What is required:
From the entries, copy each line that includes "gateware".

BEGIN Available data

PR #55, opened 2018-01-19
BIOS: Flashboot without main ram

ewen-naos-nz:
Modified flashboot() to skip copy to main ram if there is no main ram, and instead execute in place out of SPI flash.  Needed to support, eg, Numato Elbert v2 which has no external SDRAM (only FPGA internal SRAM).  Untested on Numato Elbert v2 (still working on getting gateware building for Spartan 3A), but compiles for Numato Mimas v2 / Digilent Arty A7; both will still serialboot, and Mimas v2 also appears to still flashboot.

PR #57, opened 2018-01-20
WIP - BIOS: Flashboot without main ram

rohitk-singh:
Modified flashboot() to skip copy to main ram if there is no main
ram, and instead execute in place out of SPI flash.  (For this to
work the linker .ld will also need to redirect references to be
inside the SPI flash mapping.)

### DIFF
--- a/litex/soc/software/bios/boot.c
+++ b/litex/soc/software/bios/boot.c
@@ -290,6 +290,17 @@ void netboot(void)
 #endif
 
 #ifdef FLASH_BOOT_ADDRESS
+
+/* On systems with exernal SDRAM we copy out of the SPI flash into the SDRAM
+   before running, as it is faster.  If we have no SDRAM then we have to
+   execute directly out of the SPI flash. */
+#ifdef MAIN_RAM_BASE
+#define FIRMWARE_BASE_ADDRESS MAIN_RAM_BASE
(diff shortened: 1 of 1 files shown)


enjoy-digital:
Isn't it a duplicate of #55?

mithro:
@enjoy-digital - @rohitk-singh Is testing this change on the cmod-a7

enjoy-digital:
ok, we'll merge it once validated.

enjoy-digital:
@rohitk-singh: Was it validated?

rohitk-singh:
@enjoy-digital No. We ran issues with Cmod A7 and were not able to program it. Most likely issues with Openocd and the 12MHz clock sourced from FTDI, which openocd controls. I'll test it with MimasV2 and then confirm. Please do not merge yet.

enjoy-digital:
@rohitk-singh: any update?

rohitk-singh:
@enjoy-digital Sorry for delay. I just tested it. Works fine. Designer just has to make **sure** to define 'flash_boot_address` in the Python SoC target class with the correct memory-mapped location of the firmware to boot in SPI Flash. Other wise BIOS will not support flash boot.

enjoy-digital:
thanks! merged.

END Available data
BEGIN Available data

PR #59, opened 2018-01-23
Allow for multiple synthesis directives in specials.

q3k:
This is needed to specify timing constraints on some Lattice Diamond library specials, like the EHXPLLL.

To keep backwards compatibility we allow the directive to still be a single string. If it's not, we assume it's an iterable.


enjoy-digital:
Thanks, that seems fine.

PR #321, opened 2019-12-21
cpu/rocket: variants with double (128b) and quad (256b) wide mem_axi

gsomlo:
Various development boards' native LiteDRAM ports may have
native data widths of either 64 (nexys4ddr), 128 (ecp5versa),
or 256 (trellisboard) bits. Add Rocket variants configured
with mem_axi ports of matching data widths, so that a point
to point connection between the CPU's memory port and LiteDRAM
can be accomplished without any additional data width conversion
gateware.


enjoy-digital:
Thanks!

END Available data
BEGIN Available data

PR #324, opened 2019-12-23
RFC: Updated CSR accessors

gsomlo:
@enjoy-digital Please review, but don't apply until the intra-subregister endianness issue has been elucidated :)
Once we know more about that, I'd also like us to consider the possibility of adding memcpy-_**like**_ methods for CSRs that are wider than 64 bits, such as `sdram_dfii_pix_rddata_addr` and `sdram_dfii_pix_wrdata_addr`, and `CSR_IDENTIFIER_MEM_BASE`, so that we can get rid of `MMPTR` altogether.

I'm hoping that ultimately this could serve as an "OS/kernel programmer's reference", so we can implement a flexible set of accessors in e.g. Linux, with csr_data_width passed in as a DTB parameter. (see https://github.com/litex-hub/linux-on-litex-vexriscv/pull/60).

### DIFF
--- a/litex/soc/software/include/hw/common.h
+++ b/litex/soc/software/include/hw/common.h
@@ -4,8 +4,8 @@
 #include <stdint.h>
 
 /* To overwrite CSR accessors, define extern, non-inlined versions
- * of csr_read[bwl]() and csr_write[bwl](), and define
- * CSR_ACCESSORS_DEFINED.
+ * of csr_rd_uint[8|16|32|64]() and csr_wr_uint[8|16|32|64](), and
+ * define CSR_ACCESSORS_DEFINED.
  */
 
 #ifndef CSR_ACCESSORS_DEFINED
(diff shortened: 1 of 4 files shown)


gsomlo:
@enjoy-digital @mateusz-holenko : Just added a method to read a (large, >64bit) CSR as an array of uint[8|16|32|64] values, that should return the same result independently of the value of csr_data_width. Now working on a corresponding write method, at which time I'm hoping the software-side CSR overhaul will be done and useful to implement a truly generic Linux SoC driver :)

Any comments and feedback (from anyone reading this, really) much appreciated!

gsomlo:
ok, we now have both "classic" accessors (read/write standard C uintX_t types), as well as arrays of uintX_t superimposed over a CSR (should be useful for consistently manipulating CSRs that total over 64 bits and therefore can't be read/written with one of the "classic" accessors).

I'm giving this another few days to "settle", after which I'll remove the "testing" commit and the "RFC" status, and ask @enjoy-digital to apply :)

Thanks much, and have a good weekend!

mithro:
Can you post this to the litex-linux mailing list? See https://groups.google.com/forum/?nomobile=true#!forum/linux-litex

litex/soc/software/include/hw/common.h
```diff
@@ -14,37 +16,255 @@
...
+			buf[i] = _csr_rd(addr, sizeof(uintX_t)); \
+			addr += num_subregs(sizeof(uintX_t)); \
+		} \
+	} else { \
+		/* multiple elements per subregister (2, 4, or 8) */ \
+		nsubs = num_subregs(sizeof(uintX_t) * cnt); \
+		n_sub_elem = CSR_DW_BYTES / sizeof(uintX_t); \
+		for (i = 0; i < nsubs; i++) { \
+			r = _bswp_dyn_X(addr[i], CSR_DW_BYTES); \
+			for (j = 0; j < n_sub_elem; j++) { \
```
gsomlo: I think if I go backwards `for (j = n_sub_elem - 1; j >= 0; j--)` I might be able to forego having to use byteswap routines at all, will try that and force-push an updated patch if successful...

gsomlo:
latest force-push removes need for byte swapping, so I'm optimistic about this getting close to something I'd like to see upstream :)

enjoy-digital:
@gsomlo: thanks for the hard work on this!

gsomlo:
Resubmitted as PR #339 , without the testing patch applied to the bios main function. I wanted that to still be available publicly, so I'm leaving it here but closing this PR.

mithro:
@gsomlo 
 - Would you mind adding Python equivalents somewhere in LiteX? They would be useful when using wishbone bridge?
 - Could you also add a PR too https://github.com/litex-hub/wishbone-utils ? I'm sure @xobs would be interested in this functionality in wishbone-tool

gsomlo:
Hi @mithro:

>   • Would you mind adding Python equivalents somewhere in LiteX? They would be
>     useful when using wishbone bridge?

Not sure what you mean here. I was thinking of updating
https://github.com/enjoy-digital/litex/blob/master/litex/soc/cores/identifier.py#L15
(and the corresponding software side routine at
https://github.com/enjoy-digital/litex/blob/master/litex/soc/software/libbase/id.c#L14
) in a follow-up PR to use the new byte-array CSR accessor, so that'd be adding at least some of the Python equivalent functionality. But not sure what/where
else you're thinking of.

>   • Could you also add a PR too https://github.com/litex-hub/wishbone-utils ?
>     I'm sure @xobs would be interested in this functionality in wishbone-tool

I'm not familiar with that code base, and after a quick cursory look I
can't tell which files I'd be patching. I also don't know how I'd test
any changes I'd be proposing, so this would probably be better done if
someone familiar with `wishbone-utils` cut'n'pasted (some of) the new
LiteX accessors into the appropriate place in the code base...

END Available data

Reply:
Modified flashboot() to skip copy to main ram if there is no main ram, and instead execute in place out of SPI flash.  Needed to support, eg, Numato Elbert v2 which has no external SDRAM (only FPGA internal SRAM).  Untested on Numato Elbert v2 (still working on getting gateware building for Spartan 3A), but compiles for Numato Mimas v2 / Digilent Arty A7; both will still serialboot, and Mimas v2 also appears to still flashboot.
gateware.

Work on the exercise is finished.